Family Reunion Integration Service
Helping reunited families thrive in the UK.
The Family Reunion Integration Service (FRIS) is the first national programme to support reunited refugee families to integrate into their new communities. So far, it has supported around 4,000 refugee families.
The programme runs in ten locations across the UK:
- Belfast
- Birmingham
- Cardiff
- Glasgow
- Leeds
- Leicester
- London
- Manchester
- Plymouth
- Sheffield
This project supports people after they come to the UK. If you need help with family reunion applications, you can find out more about our family reunion services. Or, you can contact your nearest refugee service.
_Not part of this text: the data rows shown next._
PR #48, opened 2016-05-27
Refactor plot_benefit

tavinathanson:
- `plot_boolean` is the generalized version of `plot_benefit`.
- `plot_benefit` now supports any name of the benefit col.

@arahuja


arahuja:
👍

PR #49, opened 2016-06-12
Add ability to filter variants

arahuja:


cohorts/load.py
```diff
@@ -518,7 +522,11 @@ def _load_single_patient_variants(self, patient, variant_type, merge_type):
 
         self.save_to_cache(merged_variants, self.cache_names["variant"], patient.id, cached_file_name)
 
-        return merged_variants
+        if filter_fn:
```
tavinathanson: Seems fragile to duplicate this code?

cohorts/load.py
```diff
@@ -485,24 +485,28 @@ def load_variants(self, patients=None, variant_type="snv", merge_type="union"):
         patient_variants = {}
 
         for patient in self.iter_patients(patients):
-            variants = self._load_single_patient_variants(patient, variant_type, merge_type)
+            variants = self._load_single_patient_variants(patient, variant_type, merge_type, filter_fn)
```
tavinathanson, line 489: Add `filter_fn` to the docstring?

tavinathanson:
@arahuja LGTM % comments

cohorts/load.py
arahuja, line 489: Will do

cohorts/load.py
arahuja: Sure, I can move it into a function above

arahuja:
@tavinathanson any idea what the Travis issue is?

tavinathanson:
@arahuja looks like two separate issues:
- https://travis-ci.org/hammerlab/cohorts/jobs/137107374: `pylint` issues; I guess `pylint` doesn't like what you're doing and you'll need to tell it to ignore those lines?
- https://travis-ci.org/hammerlab/cohorts/jobs/137107375: maybe this `pysam/cython` issue is due to some issue with the latest `isovar`? Wasn't it using `0.8.4` before?

arahuja:
@tavinathanson I addressed the comments above in the new the commit

Re the travis issues, I'll look into the first. For the second I think @alex recently bumped this version in `isovar`. We need to rely on master `isovar`  but not sure if it was released or how to specify that

tavinathanson:
I think we are currently relying on master `isovar` since we're pulling from GH and are not explicitely specifying a version?

arahuja:
@tavinathanson OK I followed `isovar`'s lead and added a line to have conda install an updated `pysam` 

```
conda install -c bioconda pysam=0.9.0
```

tavinathanson:
@arahuja cool; re `pylint`, here's an example disable: https://github.com/hammerlab/pyensembl/blob/22dd18ca3c8548c1d4e05c22da543097d2fdaae8/test/common.py#L45

arahuja:
@tavi hopefully Travis should work here, also added a similar function for filtering effect collections

tavinathanson:
👍

PR #50, opened 2016-06-13
Add mutect and strelka specific variant stats parsing

arahuja:


cohorts/variant_stats.py
```diff
@@ -0,0 +1,141 @@
...
+    SomaticVariantStats
+    """
+
+    all_stats = []
+    for (vcf, variant_metadata) in metadata.items():
+        if 'strelka' in vcf.lower():
+            stats = strelka_somatic_variant_stats(variant, variant_metadata)
+        elif 'mutect' in vcf.lower():
+            stats = mutect_somatic_variant_stats(variant, variant_metadata)
+        all_stats.append(stats)
```
tavinathanson, line 141: `else ValueError`?

arahuja, line 141: Good call, added and added a test that it raises properly.

cohorts/variant_stats.py
```diff
@@ -0,0 +1,141 @@
...
+    -------
+    SomaticVariantStats
+    """
+
+    sample_info = variant_metadata['sample_info']
+    # Ensure there are exactly two samples in the VCF, a tumor and normal
+    assert len(sample_info) == 2, "More than two samples found in the somatic VCF"
+
+    # Find the sample with the genotype field set to variant in the VCF
+    tumor_sample_infos = [info for info in sample_info.values() if info['GT'] == '0/1']
```
tavinathanson: Why not `sample_info["T1"]` like with Strelka?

The right to family reunion
People who have been separated by war, conflict or natural disaster have the right to be reunited with their families. Often, one or two family members will leave their home country first to seek safety abroad as a refugee. Our refugee and family reunion services can then help them bring over their other family members, often their wives and children.
The reunion of a family is often a joyous time. But then, newly reunited families can find themselves on their own. There is little formal support to help them use our complex health, education, housing and welfare services. The family reunion integration service exists to fill that gap.
How we support families
The family reunion integration project offers families support to access their basic needs once their family arrive in the UK. This includes help to access:
- housing
- welfare benefits
- schools for children
- registering with a GP
In some areas, FRIS also offers social integration activities to support family's integration into their local area through the following:
Rebuilding family bonds
Refugee sponsors have access to a peer support hub before and after the arrival of the family they will be supporting. A trained practitioner also provides sessions on psychological and emotional support so they can learn useful skills in advance.
Bridges with the host community
A host buddy scheme supports people to integrate into UK life. This includes language holidays, where locals and refugees take weekend trips to explore a third, unknown, language together. This brings about a shared experience of not being able to fall back on a mutual language. Community organisations also provide shared activities for reunited families.
Building community bonds
A peer buddy scheme and a peer befriending and education programme support reunited families. Together, people work on getting oriented in their communities and learning skills they need for life in the UK.
Sharing lessons learned through research
Previous partnerships within FRIS have supported learning and enriched the service that we now offer.
Through our collaboration with Barnardo’s child specialists, we explored how focusing on children during the integration process can affect the wider family. Our academic partner, Queen Margaret University, published research that provides evidence of the impact of social connections on people’s experience of integration.
The service has also provided high-quality, national evidence to help anyone in the field give the best support to reunited refugee families. This has enabled us to:
- compare what works best, including insights from all the UK countries and different local authorities
- share best practice with local authorities, the government and other support organisations, including through policy briefings
- provide specialist training
- learn more about children’s experience of arriving in the UK through family reunion through Barnardo's research.
We have now published our findings through the Red Cross and Queen Margaret University:
- Together at last: supporting refugee families who reunite in the UK, a research report that highlights how simple changes would help refugee families to get the support they need to build a life in the UK.
- Pathways and Potentialities: the role of social connections in the integration of reunited refugee families, Research Findings and Implications (PDF), a research report by Queen Margaret University exploring integration as a journey and the five stages of social connections.
- ‘Step by step’: the role of social connections in reunited refugee families’ navigation of statutory systems (PDF), an article on families' accounts of navigating statutory systems.
This project was part funded by the EU Asylum, Migration and Integration Fund. Making management of migration flows more efficient across the European Union.